==== RECORDS PROVIDED ====

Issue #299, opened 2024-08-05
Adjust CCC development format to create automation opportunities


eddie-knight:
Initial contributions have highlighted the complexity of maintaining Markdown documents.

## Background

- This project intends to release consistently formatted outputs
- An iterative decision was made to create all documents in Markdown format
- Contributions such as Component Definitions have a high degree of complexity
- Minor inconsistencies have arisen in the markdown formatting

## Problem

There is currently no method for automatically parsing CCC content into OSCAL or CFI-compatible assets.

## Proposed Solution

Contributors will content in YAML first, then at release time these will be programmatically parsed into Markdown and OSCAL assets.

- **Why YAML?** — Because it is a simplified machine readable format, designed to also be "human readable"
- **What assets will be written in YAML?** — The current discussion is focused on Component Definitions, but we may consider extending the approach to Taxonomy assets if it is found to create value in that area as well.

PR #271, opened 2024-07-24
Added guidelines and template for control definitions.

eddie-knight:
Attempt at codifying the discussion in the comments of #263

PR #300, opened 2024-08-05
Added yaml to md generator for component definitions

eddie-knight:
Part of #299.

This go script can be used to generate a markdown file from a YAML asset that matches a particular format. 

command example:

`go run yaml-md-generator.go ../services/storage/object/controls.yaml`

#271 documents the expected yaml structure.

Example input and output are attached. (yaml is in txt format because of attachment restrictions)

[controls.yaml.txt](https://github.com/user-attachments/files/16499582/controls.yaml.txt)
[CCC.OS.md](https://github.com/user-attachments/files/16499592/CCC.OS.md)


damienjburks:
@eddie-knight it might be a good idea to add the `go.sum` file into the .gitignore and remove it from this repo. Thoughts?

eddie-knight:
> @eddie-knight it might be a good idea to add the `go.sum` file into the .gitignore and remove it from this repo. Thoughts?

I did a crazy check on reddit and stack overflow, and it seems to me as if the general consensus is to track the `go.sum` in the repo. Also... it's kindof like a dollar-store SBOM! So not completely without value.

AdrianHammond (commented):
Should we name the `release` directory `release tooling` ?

====

» WHAT TO DO
You are asked to copy all of the entries above exactly.

» SOLUTION TO THIS PROBLEM
Issue #299, opened 2024-08-05
Adjust CCC development format to create automation opportunities


eddie-knight:
Initial contributions have highlighted the complexity of maintaining Markdown documents.

## Background

- This project intends to release consistently formatted outputs
- An iterative decision was made to create all documents in Markdown format
- Contributions such as Component Definitions have a high degree of complexity
- Minor inconsistencies have arisen in the markdown formatting

## Problem

There is currently no method for automatically parsing CCC content into OSCAL or CFI-compatible assets.

## Proposed Solution

Contributors will content in YAML first, then at release time these will be programmatically parsed into Markdown and OSCAL assets.

- **Why YAML?** — Because it is a simplified machine readable format, designed to also be "human readable"
- **What assets will be written in YAML?** — The current discussion is focused on Component Definitions, but we may consider extending the approach to Taxonomy assets if it is found to create value in that area as well.

PR #271, opened 2024-07-24
Added guidelines and template for control definitions.

eddie-knight:
Attempt at codifying the discussion in the comments of #263

PR #300, opened 2024-08-05
Added yaml to md generator for component definitions

eddie-knight:
Part of #299.

This go script can be used to generate a markdown file from a YAML asset that matches a particular format. 

command example:

`go run yaml-md-generator.go ../services/storage/object/controls.yaml`

#271 documents the expected yaml structure.

Example input and output are attached. (yaml is in txt format because of attachment restrictions)

[controls.yaml.txt](https://github.com/user-attachments/files/16499582/controls.yaml.txt)
[CCC.OS.md](https://github.com/user-attachments/files/16499592/CCC.OS.md)


damienjburks:
@eddie-knight it might be a good idea to add the `go.sum` file into the .gitignore and remove it from this repo. Thoughts?

eddie-knight:
> @eddie-knight it might be a good idea to add the `go.sum` file into the .gitignore and remove it from this repo. Thoughts?

I did a crazy check on reddit and stack overflow, and it seems to me as if the general consensus is to track the `go.sum` in the repo. Also... it's kindof like a dollar-store SBOM! So not completely without value.

AdrianHammond (commented):
Should we name the `release` directory `release tooling` ?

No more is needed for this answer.